American college football season

The 2018 Central Connecticut Blue Devils football team represented Central Connecticut State University in the 2018 NCAA Division I FCS football season. They were led by fifth-year head coach Pete Rossomando and played their home games at Arute Field. They were a member of the Northeast Conference.

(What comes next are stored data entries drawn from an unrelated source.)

PR #4060, opened 2025-07-23
fix(event-aggregation): the query should group prorated units by day

annvelents:
Reverts getlago/lago-api#4059

This is a revert for  getlago/lago-api#4059, which brings back getlago/lago-api#3890 with update of clickhouse query as current version of CLickhouse at production does not support JOIN on != expression, so instead we change logic how we ignore remove event:
remove event is only not ignored, if it's the last event of the day for this property. This approach requires window function, which is less performant that postgres's version of join on next event and selecting 1, but this approach cannot be implemented yet for clickhouse

Original description of PR#3890
## Context

when for uniq count we post several events per day like:
27th June - 10:00 - property - Add
27th June - 11:00 - property - Remove
27th June - 12:00 - property - Add
27th June - 13:00 - property - Remove

current logic will count it as two events with minimal length of proration 1 day, so the customer will be charged for 2 prorated days of usage.

Instead, we want to group events by day, because we prorate them through day, and for one day record only one event

another scenario:
27th June - 10:00 - property - Add
28th June - 10:00 - property - Remove
28th June - 11:00 - property - Add

if we "end" usage on 28th, the first Add event will "cover" usage on 28th. The event received on 28th will not do the double charge on 28th, and will "start" on 29th, but: as result anyway we'll charge for the usage on 27th, 28, 29.. so we can just ignore the remove event, and aggregate all this as as one event started on 27th

## Description

Updated prorated uniq_count_queries for postgresql and clickhouse
Algorithm:
1) prepare events table
2) ignore only REMOVE events that will be "cancelled" by the following Add event at the same day
3) using adjusted value logic nullify not needed Adds (if previous row has the same operation_type, current has adjusted value 0; otherwise it's 1 for Add; -1 for Remove)

this pr is a pure pain.
especially clickhouse - it can't do recursion, LAG and LOG are very heavy there and tests were killing the db... so I needed to write a completely different approach from postgres, thenI rewrote couple of approaches on both stores, finally found a bug in clickhouse proration, and here is the result

### DIFF
--- a/app/services/events/stores/postgres/unique_count_query.rb
+++ b/app/services/events/stores/postgres/unique_count_query.rb
@@ -57,7 +57,7 @@ module Events
                   timestamp,
                   property,
                   operation_type,
-                  #{operation_value_sql} AS adjusted_value,
+                  #{operation_value_sql} AS adjusted_value
                 FROM same_day_ignored
                 WHERE is_ignored = false
                 ORDER BY timestamp ASC
@@ -410,7 +410,7 @@ module Events
                 1
               FROM events_data next_event
               WHERE next_event.property = e.property
-                AND DATE(next_event.timestamp) = DATE(e.timestamp)
+                AND DATE((next_event.timestamp)::timestamptz AT TIME ZONE :timezone) = DATE((e.timestamp)::timestamptz AT TIME ZONE :timezone)
                 AND next_event.operation_type <> e.operation_type
                 AND next_event.timestamp > e.timestamp
               LIMIT 1
@@ -426,7 +426,7 @@ module Events
               FROM events_data next_event
               WHERE next_event.property = e.property
                 AND #{group_names.map { |name| "next_event.#{name} = e.#{name}" }.join(" AND ")}
-                AND DATE(next_event.timestamp) = DATE(e.timestamp)
+                AND DATE((next_event.timestamp)::timestamptz AT TIME ZONE :timezone) = DATE((e.timestamp)::timestamptz AT TIME ZONE :timezone)
                 AND next_event.operation_type <> e.operation_type
                 AND next_event.timestamp > e.timestamp
               LIMIT 1


brunomiguelpinto (approved):

app/services/events/stores/clickhouse/unique_count_query.rb
```diff
@@ -34,9 +34,45 @@ def query
...
+                  WHEN operation_type = 'remove' AND NOT is_last_event_of_day THEN true
+                  ELSE false
+                END AS is_ignored
+              FROM (
+                SELECT
+                  timestamp,
+                  property,
+                  operation_type,
+                  -- Check if this is the last event of the day for this property
+                  timestamp = MAX(timestamp) OVER (PARTITION BY property, toDate(timestamp)) AS is_last_event_of_day
```
vincent-pochet: Since we are now working with date and not datetime, I think we should consider date in customer timezone. What do you think?

app/services/events/stores/clickhouse/unique_count_query.rb
```diff
@@ -158,6 +222,30 @@ def breakdown_query
         def prorated_breakdown_query(with_remove: false)
           <<-SQL
             #{events_cte_sql},
+            -- Only ignore remove events if they are NOT the last event of the day
```
vincent-pochet, line 212: I might be wrong but it seems that this is the same sub-query as the "regular" prorated_query, could we maybe extract it in a method to reduce duplication?

app/services/events/stores/postgres/unique_count_query.rb
```diff
@@ -330,8 +381,60 @@ def grouped_period_ratio_sql
...
+        # -- for the same day, we look at next event. if it's opposite of current, current can be ignored
+        # -- we look at previous not ignored event. if the operation type matches. we can ignore current
+        def existing_event_opposite_operation_type_sql
+          <<-SQL
+            (
+              SELECT
+                1
+              FROM events_data next_event
+              WHERE next_event.property = e.property
+                AND DATE(next_event.timestamp) = DATE(e.timestamp)
```
vincent-pochet: As for clickhouse, I guess you have to consider the day from a customer timezone point of view

vincent-pochet (commented):
Good one 👍!

Still one point regarding date and timezones. Happy to discuss about it :)

app/services/events/stores/clickhouse/unique_count_query.rb
annvelents: that's absolutely right and great suggestion - did it!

They finished the season 6–5, 4–2 in NEC play to finish in third place.

==Preseason==

===NEC coaches poll===
The NEC released their preseason coaches poll on July 24, 2018, with the Blue Devils predicted to become NEC champions.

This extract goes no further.